Things become more difficult if your tar implementation does support PAX headers, because in this case you will have to manually extract the headers. We recommend the following algorithm:

Consult the documentation for your tar implementation for an option that will print block numbers along with the archive listing (analogous to GNU tar's -R option). For example, star has -block-number.

Obtain the verbose listing using the ‘block number’ option, and find the position of the sparse member in question and the member immediately following it. For example, running star on our archive we obtain:

          $ star -t -v -block-number -f arc.tar
          ...
          star: Unknown extended header keyword 'GNU.sparse.size' ignored.
          star: Unknown extended header keyword 'GNU.sparse.numblocks' ignored.
          star: Unknown extended header keyword 'GNU.sparse.name' ignored.
          star: Unknown extended header keyword 'GNU.sparse.map' ignored.
          block        56:  425984 -rw-r--r--  gray/users Jun 25 14:46 2006 GNUSparseFile.28124/sparsefile
          block       897:   65391 -rw-r--r--  gray/users Jun 24 20:06 2006 README
          ...

(as usual, ignore the warnings about unknown keywords.)

Let size be the size of the sparse member, Bs be its block number and Bn be the block number of the next member.
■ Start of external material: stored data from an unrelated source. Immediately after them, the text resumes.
PR #3995, opened 2022-04-22
chore: handle rank id in log entries

hkang1:
## Description

log parsing wasn't handling the rank ids in the log messages. Mapping specific to the [log generation code](https://github.com/determined-ai/determined/blob/master/master/pkg/model/task.go#L284-L321).

## Test Plan

- [ ] run an experiment that generates rank ids (dcgan_deepspeed_mnist) and check that the log formatting looks good (no duplicate timestamps and other weird artifacts).

## Checklist

### DIFF
--- a/webui/react/src/services/decoder.ts
+++ b/webui/react/src/services/decoder.ts
@@ -531,8 +531,9 @@ const messageRegex = new RegExp(
     '^',
     '\\[([^\\]]+)\\]\\s',                             // timestamp
     '([0-9a-f]{8})?\\s?',                             // container id
-    '\\|\\|',                                         // divider ||
-    '(\\s(CRITICAL|DEBUG|ERROR|INFO|WARNING):\\s)?',  // log level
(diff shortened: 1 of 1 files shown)


webui/react/src/services/decoder.ts
```diff
@@ -531,8 +531,9 @@ const messageRegex = new RegExp(
     '^',
     '\\[([^\\]]+)\\]\\s',                             // timestamp
```
hamidzr, line 532: question: do we need double escaping because we're going from string to Regex?

hkang1: exactly, not the sexiest look i know :)

hkang1:
> this looks good to me although it's always hard to ready regexes like this for me. I have to put them into https://regex101.com/ or through a test to verify.
> 
> left = before Screen Shot 2022-04-22 at 14 02 38
> 
> if we think this'll stay around it might pay off to turn it into a test case

I'm really hoping this is temporary until we get the fields extracted by the backend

Compute:
```
          N = Bs - Bn - size/512 - 2
     
```
This number gives the size of the extended header part in tar blocks. In our example, this formula gives: 897 - 56 - 425984 / 512 - 2 = 7.
Use dd to extract the headers:
```
          dd if=archive of=hname bs=512 skip=Bs count=N
     
```
where archive is the archive name, hname is a name of the file to store the extended header in, Bs and N are computed in previous steps.
In our example, this command will be
```
          $ dd if=arc.tar of=xhdr bs=512 skip=56 count=7
     
```

Finally, you can expand the condensed file, using the obtained header:

     $ xsparse -v -x xhdr GNUSparseFile.6058/sparsefile
     Reading extended header file
     Found variable GNU.sparse.size = 217481216
     Found variable GNU.sparse.numblocks = 208
     Found variable GNU.sparse.name = sparsefile
     Found variable GNU.sparse.map = 0,2048,1050624,2048,...
     Expanding file `GNUSparseFile.28124/sparsefile' to `sparsefile'
     Done

Footnotes

[1] See PAX 1.

[2] technically speaking, n is a process ID of the tar process which created the archive (see PAX keywords).